To solve the system of equations
\[ -4x + 6y = 38 \quad \text{(1)} \] \[ x - 5y = -20 \quad \text{(2)}, \]
we can use the substitution or elimination method. Here, we will use the substitution method.
First, let's solve equation (2) for \(x\):
\[ x = 5y - 20. \]
Now, we will substitute this expression for \(x\) into equation (1):
\[ -4(5y - 20) + 6y = 38. \]
Expanding this gives:
\[ -20y + 80 + 6y = 38. \]
Combining like terms yields:
\[ -14y + 80 = 38. \]
Now, subtract 80 from both sides:
\[ -14y = 38 - 80, \] \[ -14y = -42. \]
Next, divide both sides by -14:
\[ y = \frac{-42}{-14} = 3. \]
Now that we have \(y\), we will substitute it back into the expression for \(x\):
\[ x = 5(3) - 20, \] \[ x = 15 - 20, \] \[ x = -5. \]

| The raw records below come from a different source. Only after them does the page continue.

PR #511, opened 2023-03-20
Change ztoc to toc in metadata

### LINKED ISSUE #503: [FEATURE] `./metadata` should only depend on `[] FileMetadata`, not the whole `ztoc.Ztoc`
### Description

Whenever `./metadata` uses the `TOC/[] FileMetadata`, a `Ztoc` is passed to the package.

However, the package should only depend on `[] FileMetadata`, so we should 

Chang every usage/mention of `Ztoc` to `[] FileMetadata` (or `TOC`) to make it clear.

https://github.com/awslabs/soci-snapshotter/blob/94035cc235e0a9aa42d785c42bb03e452b330b04/metadata/reader.go#L81

No change

_No response_

djdongjin:
**Issue #, if available:** fix #503

**Description of changes:**

change `./metadata` pkg to depend on `ztoc.TOC` instead of `ztoc.Ztoc`.

**Testing performed:**

### DIFF
--- a/fs/layer/layer.go
+++ b/fs/layer/layer.go
@@ -322,7 +322,7 @@ func (r *Resolver) Resolve(ctx context.Context, hosts source.RegistryHosts, refs
 			commonmetrics.MeasureLatencyInMilliseconds(commonmetrics.InitMetadataStore, desc.Digest, start)
 		},
 	}
-	meta, err := r.metadataStore(sr, ztoc, append(metadataOpts, metadata.WithTelemetry(&telemetry))...)
+	meta, err := r.metadataStore(sr, ztoc.TOC, append(metadataOpts, metadata.WithTelemetry(&telemetry))...)
 	if err != nil {
 		return nil, err
 	}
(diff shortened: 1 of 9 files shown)


fs/layer/layer.go
```diff
@@ -322,7 +322,7 @@ func (r *Resolver) Resolve(ctx context.Context, hosts source.RegistryHosts, refs
 			commonmetrics.MeasureLatencyInMilliseconds(commonmetrics.InitMetadataStore, desc.Digest, start)
 		},
 	}
-	meta, err := r.metadataStore(sr, ztoc, append(metadataOpts, metadata.WithTelemetry(&telemetry))...)
+	meta, err := r.metadataStore(sr, ztoc.TOC, append(metadataOpts, metadata.WithTelemetry(&telemetry))...)
```
Kern--, line 325: Since `TOC` is embedded in the `Ztoc`, do we actually need to change these call sites? Do you just want to be more clear?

Thus, the solution to the system of equations is
\[ \boxed{(-5, 3)}. \]
To verify, we can substitute \(x = -5\) and \(y = 3\) back into both original equations:
- For the first equation:
\[ -4(-5) + 6(3) = 20 + 18 = 38 \quad \text{(correct)}. \]
- For the second equation:
\[ -5 - 5(3) = -5 - 15 = -20 \quad \text{(correct)}. \]
Both equations are satisfied, confirming the solution is indeed \( \boxed{(-5, 3)} \).